Dataset entries =>

------------

PR #1789, opened 2026-08-26
spec: the continuation marker is one operation in every container

### LINKED ISSUE #1782: The continuation marker is one operation, and two containers implement a second one
## The ask

Describe `+` with one operation:

> `+` transfers ownership of the next flush-left block to the current container.

After the transfer, parse that block normally. No separate rules per attached-block kind, and no branches on what the attached block is.

## Where it is not one operation today

**Two extent functions for the same marker.**

- `scripts/spec/layout.mjs:3024` `takeOneBlock` -- used by list items and block quotes. Boundary set is blank / further `+` / **a quote line**, and the result is then narrowed by `firstBlockEnd`, which asks the block parser for exactly ONE block.
- `scripts/spec/layout.mjs:3033` `takePulledBlockEnd` -- used by footnote bodies and definition descriptions. Boundary set is blank / further `+`, and there is **no narrowing at all**: whatever the extent covers is attached.

So §17 L3's ONE IS A COUNT AND THE BOUNDARY IS NOT (#1290) holds in one pair of containers and not in the other. The clause's own example, moved into a footnote body:

```
- a
+
para
> q
```

```html
<ul>
  <li>a
    para
  </li>
</ul>
<blockquote><p>q</p></blockquote>
```

```
[^n]: a
+
para
> q

see[^n]
```

```html
    <li id="fn1">
      <p>a</p>
      <p>para</p>
      <blockquote><p>q</p></blockquote>
      ...
```

The footnote took both blocks. A definition description does the same. §17 L3 says the quote stays outside, and says it with that document.

**A kind branch inside the shared path.** `takeOneBlock`'s boundary set tests `QUOTE`, so a `+` written inside a block quote never attaches a following quote line -- it falls back to ordinary quote continuation:

```
> a
+
> q
```

renders `<blockquote><p>a</p><p>q</p></blockquote>` today, and `<blockquote><p>a</p><blockquote><p>q</p></blockquote></blockquote>` with that one test removed. Under pure ownership the second is the answer: `> q` is a flush-left block and the marker says to attach the next one.

**The spec contradicts itself about which containers take the marker.** §17 L4 lists LIST ITEM and BLOCK QUOTE. §17 L5 puts footnote bodies in NOT CONTINUATION CONTAINERS -- "a `+` attach form is possible future work, deliberately OUT OF SCOPE". Meanwhile:

- `resources/grammar.ebnf:3428` -- `footnote_definition = ..., {footnote_continuation | continuation_marker_block}`,
- `resources/grammar.ebnf:3432` -- "A lone `+` also attaches a flush-left block ... the same continuation marker lists, block quotes and definition bodies use",
- `resources/grammar.ebnf:1576` -- `definition_body` carries `continuation_marker_block` too,
- corpus `66-footnote-with-multiple-blocks-2` pins the footnote `+` and has for a long time,
- both readers implement it.

L5's sentence is the only thing in the language that says otherwise, and everything else already moved.

## Measured cost of unifying

Two probes on the oracle: narrow the footnote/description pull through `firstBlockEnd` like the item path, and drop the `QUOTE` test from the boundary set.

| probe | corpus documents changed (of 1450) | tests changed (of 3112) |
| --- | --- | --- |
| pull narrowed to ONE block | 0 | 0 |
| quote kind-branch removed | 0 | 0 |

------------

EXERCISE DIRECTIONS => For each line in the entries that holds "ebnf", return that line.

RESPONSE TO THE EXERCISE =>
- `resources/grammar.ebnf:3428` -- `footnote_definition = ..., {footnote_continuation | continuation_marker_block}`,
- `resources/grammar.ebnf:3432` -- "A lone `+` also attaches a flush-left block ... the same continuation marker lists, block quotes and definition bodies use",
- `resources/grammar.ebnf:1576` -- `definition_body` carries `continuation_marker_block` too,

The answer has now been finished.